I agree. We’re at the stage in the development of the internet where there is an abundance of information and opinion. What we lack is a ‘filter’ and a rank heirarchy that allows us to find information that we trust. But that’s starting to happen. Sites like InstaPundit and Daily Kos are acting as information filters. But that does nothing to solve the balkanization problem - what if my authorities and your authorities are now totally different?
I wasn’t thinking of the pundit and blowhard class when I talk about internet journalism. Rather, I’m talking about people like Michael Yon, a blogger who raised funds and went to Iraq to do his own reporting (and who’s work has been picked up by the mainstream media), or bloggers who are on the scenes of actual events.
Who’s information do you think would be more accurate: A mainstream reporter flown into a country doing reporting from the Hilton, or the reports of a hundred individuals living in the area in question, armed with camcorders and blogs? Look at Iraq: The mainstream media reports are often filed by reporters who live in the ‘green zone’ and rarely travel out of it. But Bloggers like ‘Iraq the Model’ are actual Iraqis living in the country and reporting on it. The information that guy is posting is far more in-depth and insightful than anything I’ve read in the mainstream media. And it should be, since he’s spent his life in that environment and has gobs of context an American reporter is just never going to have.
Of course, the danger here is that someone like ‘IraqTheModel’ might have his own agenda and be twisting the facts to fit his own worldview. But then, we have all kinds of evidence that the Mainstream Media does the same thing. They just pretend it’s objective.
Yeah, we agree completely on the validity of creationism, but is it really the case that the internet is advancing the creationist argument? I’m not seeing it. In fact, it’s damned hard to find a creationist blog of any size.

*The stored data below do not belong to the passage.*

PR #63, opened 2023-04-11
bugfix: fix #56 by sending the correct NID with each live event

### LINKED ISSUE #56: Missing messages after a batch of multiple messages are sent in short succession
> @kegsay I can see the problem on EW with SS too. I reproduce the same scenario by switching off and on my network while adding more messages to the room. Some messages are missing too.
>
> Steps to reproduce on EW is similar
> - Have a room 
> - Switch off the network
> - Send enough messages to this room (I sent 0..9 and a..q in my test)
> - Switch on the network
> -> Some messages are missing: 6, 7, 9, B, D, I, J, K:
>
> image

_Originally posted by @manuroe in https://github.com/matrix-org/matrix-rust-sdk/issues/1742#issuecomment-1495683074_

kegsay:
Early versions of the proxy tended to send a list of event JSONs and the "latest" NID for that batch. This then interacted badly with later code which used these NIDs to determine if the event in question should be returned to the client or not. We sometimes filter them out in cases where the "initial" room has already included this event, e.g room has msgs A,B,C which were pulled in initially via a DB call, then we receive C down as an update, we should not include it else we will send back A,B,C,C. By only sending the "latest" NID, we will filter out other events in that batch as they are <= the previously seen latest NID.

This was not tested in E2E tests because it relies on slow pollers which cause >1 timeline event for a single room to arrive. This may be a cause of flakey tests. We now have an integration test for this which injected batches of events for the same room and ensures they are all seen down the connection.

Thanks to @jplatte and @manuroe for helping debug this.

### DIFF
--- a/sync3/dispatcher.go
+++ b/sync3/dispatcher.go
@@ -100,7 +100,9 @@ func (d *Dispatcher) OnNewInitialRoomState(ctx context.Context, roomID string, s
 		logger.Warn().Int("join_count", jc).Str("room", roomID).Int("num_state", len(state)).Msg(
 			"OnNewInitialRoomState but have entries in JoinedRoomsTracker already, this should be impossible. Degrading to live events",
 		)
-		d.OnNewEvents(ctx, roomID, state, 0)
+		for _, s := range state {
+			d.OnNewEvent(ctx, roomID, s, 0)
+		}
 		return
 	}
 	// create event datas for state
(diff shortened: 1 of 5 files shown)


jplatte:
Nice, but can you remove the `@` from my username in the commit message so I don't get pinged whenever the commit moves in some way? 😅

sync3/dispatcher.go
```diff
@@ -141,24 +143,15 @@ func (d *Dispatcher) OnNewInitialRoomState(ctx context.Context, roomID string, s
 	}
 }
 
-// Called by v2 pollers when we receive new events
-func (d *Dispatcher) OnNewEvents(
```
DMRobertson, line 145: Are we just getting ride of this for ergonomics' sake? I.e. was there something buggy about this?

Perhaps the point is that we want to force the caller to thinking about handling events with different `pos`es?

tests-e2e/num_live_test.go
```diff
@@ -122,7 +122,6 @@ func TestNumLive(t *testing.T) {
 	m.MatchResponse(t, res, m.MatchRoomSubscriptionsStrict(map[string][]m.RoomMatcher{
 		roomID: {
 			m.MatchNumLive(2),
-			// TODO: should we be including event ID 2 given timeline limit is 2?
```
DMRobertson, line 125: Don't really follow this---why have we now deeemed this behaviour desirable?

sync3/handler/handler.go
```diff
@@ -512,7 +512,9 @@ func (h *SyncLiveHandler) Accumulate(p *pubsub.V2Accumulate) {
 	}
 	internal.Logf(ctx, "room", fmt.Sprintf("%s: %d events", p.RoomID, len(events)))
 	// we have new events, notify active connections
-	h.Dispatcher.OnNewEvents(ctx, p.RoomID, events, p.EventNIDs[len(p.EventNIDs)-1])
+	for i := range events {
+		h.Dispatcher.OnNewEvent(ctx, p.RoomID, events[i], p.EventNIDs[i])
+	}
```
DMRobertson, line 517: I guess this is the crux of the fix?

sync3/dispatcher.go
kegsay: Yes, it was originally useful for ergonomics to avoid needing callers to for .. range it. However, in practice we would need to for .. range it anyway to link the event NID and the JSON, so we might as well just remove the bulk function.

tests-e2e/num_live_test.go
kegsay: I've removed this mostly because A) it's always been just for the initial limit and B) I originally had the test in this file before realising it needed to be an integration test.

sync3/handler/handler.go
kegsay: Yes

DMRobertson (approved):
I'm happy if CI is happy.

So it’s work to shoot them down, but that work is being done, isn’t it? How many honest-to-god creationists have you run into on the SDMB? Or anywhere else on the internet? And of those you’ve seen, how many have been able to convert other people? Do you think it’s more than the number of people who held vaguely creationist beliefs and learned better on the internet? If anything, I think the internet is great for shining a light on the various wrong beliefs that are held by a wide swath of the public.
However, the balkanization argument raises its head again. One of the reasons I kept pleading for civil debate on the SDMB over the last couple of years was because I saw this place as one of the few large communities where liberals and conservatives could debate each other and listen to each other’s ideas. Sadly, I don’t think that’s as true now as it was. But the only way to correct bad ideas is to be able to communicate with the people who hold them. So if all the creationists decide to hang out on creationist boards and the liberals and conservatives retreat to their own message boards, it’ll be a bad thing.
And I just don’t see that, other than in the biased echo chambers like FreeRepublic or Democratic Underground.